Was auch immer geschehen wird, es ist ziemlich wahrscheinlich, dass die US-Wirtschaft noch eine ganze Weile auf der Stelle treten wird oder, noch schlimmer, direkt in die Rezession abtaucht. Und da der US-Kongress praktisch handlungsunfähig ist, während sich die US-Wirtschaft immer stärker dem sogenannten „finanzpolitischem Kliff“ annähert – also Steuererhöhungen bei gleichzeitigen Haushaltseinschnitten –, stellt die US-Notenbank in der Tat die letzte Verteidigungslinie dar, um einen katastrophalen Wirtschaftskollaps zu vermeiden.
Egal ob die US-Notenbank in den kommenden Tagen weitere Wirtschaftsbelebungsmaßnahmen verkünden wird oder nicht, die US-Wirtschaft ist auf alle Fälle mit einer Phase der Stagnation und einem rezessionsähnlichem Umfeld konfrontiert … und letztlich einer anhaltenden Periode immer stärker ausfallender geldpolitischer Maßnahmen ausgesetzt, die den Goldpreis bedeutend in die Höhe treiben werden.
Höhere Goldpreise sind aber nicht allein ein geldpolitisches Phänomen oder ausschließlich auf die wirtschaftlichen Aussichten der US-Wirtschaft zurückzuführen. Es gibt noch eine Reihe weiterer Faktoren und Einflusskräfte, die in den kommenden Jahren ihren Beitrag zu einem höheren Goldpreis leisten werden. Wir haben uns dieser einzelnen Aspekte in der Vergangenheit bereits im Detail angenommen und werden dazu auch künftig noch einiges zu sagen haben. Kurz gesagt gehören hierzu:
- Das langfristige Wachstum der Schmuck- und Investmentnachfrage in China, Indien und weiteren goldfreundlichen asiatischen Ländern – selbst wenn das Wirtschaftswachstum in diesen Wirtschaften zurückgehen sollte … und ungeachtet der kurzfristigen Widerstände gegenüber einem höheren Goldpreis, wie sie jüngst in Indien beobachtet werden konnten.
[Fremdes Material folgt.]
PR #987, opened 2018-02-20
API: Deprecate caching_repeater; limit 'repeat' plan to callables.

danielballan:
The notion of repeating a literal sequence of Msgs is problematic,
because some Msgs' contents depends on replies from the RunEngine.
For example, `Msg('unsubscribe', ...)` contains a ``token`` that
comes from the RunEngine's reply to `Msg('subscribe')`. Therefore,
it does not really make sense to support the usage, "Repeat this
literal sequence of Msgs." Repeater utilities should require
callables, so that adaptiveness can be fully supported.

attn @ZLLentz

### DIFF
--- a/doc/source/plans.rst
+++ b/doc/source/plans.rst
@@ -649,6 +649,4 @@ These are useful utilities for defining custom plans and plan preprocessors.
    :nosignatures:
 
     broadcast_msg
-    repeater
-    caching_repeater
     repeat
--- a/bluesky/plan_stubs.py
+++ b/bluesky/plan_stubs.py
@@ -6,6 +6,7 @@ import operator
 from functools import reduce
 from collections import Iterable
 import time
+import warnings
 
 try:
     # cytools is a drop-in replacement for toolz, implemented in Cython
@@ -837,6 +838,8 @@ def caching_repeater(n, plan):
     --------
     :func:`bluesky.plans.repeater`
     """
+    warnings.warn("The caching_repeater will be removed in a future version "
+                  "of bluesky.")
     it = range
     if n is None:
         n = 0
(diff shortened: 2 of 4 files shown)


danielballan:
Note that since we have not released bluesky since `repeat` was added, we can make this change without breaking the API per se.

doc/source/plans.rst
```diff
@@ -649,6 +649,4 @@ These are useful utilities for defining custom plans and plan preprocessors.
    :nosignatures:
 
     broadcast_msg
-    repeater
```
danielballan: I only recently listed these here in the first place (since the most recent tag). Now, since `caching_repeater` is being deprecated and `repeater` is inferior to `repeat`, I'm rolling back my decision to list them here.

ZLLentz:
I'm assuming this PR is because someone has been trying to repeat a complicated series of messages that really doesn't work for the reasons you outlined above. Of course, we are removing the capability to repeat a very simple string of messages, which works, but I think this is a good change. In general, I think we should show some restraint with Python's ability with multiple input types because it can make the code confusing and unmanageable. With a library like `bluesky` that acts as a useful tool for other projects, we should especially avoid laying traps for the user.

I'd rather take this out before the release and consider adding it in later if there is a need. There should be a way to inspect list plans and warn the user about these issues, but perhaps that's overkill for a feature-rich for-loop.

danielballan:
Great. We're on the same page.

Indeed, this came up because someone was trying to repeat a plan that used `subs_decorator`. That's a pretty common use case, and it alarmed me to realize that this failed on that case.

I would definitely support investigating ways to re-instate this feature in that, to borrow your phrase, avoids laying traps for the user.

- Die zunehmende Marktpartizipation und Goldeigentümerschaft von US-amerikanischen und europäischen Privatinvestoren und institutionellen Investoren, da sich immer mehr Sparer und Investoren der Vorteile von Gold gewahr werden.
- Die anhaltenden weltweiten Käufe des Staatssektors – also die Goldkäufe von Zentralbanken, die in Gold unterinvestiert sind (hier vor allem China und Russland), enorme US-Dollarüberschüsse halten und nicht mehr länger gewillt sind, in Euro denominierte Wertpapiere anzuhäufen.
- Weitere geldpolitische Belebungsmaßnahmen durch die Europäischen Zentralbank, da sich die Rezession in Europa weiter verschlimmert und wahrscheinlich ein oder mehrere Länder der Eurozonen-Peripherie, die nicht in der Lage sind, die gesellschaftlichen und politischen Konsequenzen harter Austeritätsmaßnahmen durchzustehen, aus der europäischen Einheitswährung aussteigen werden.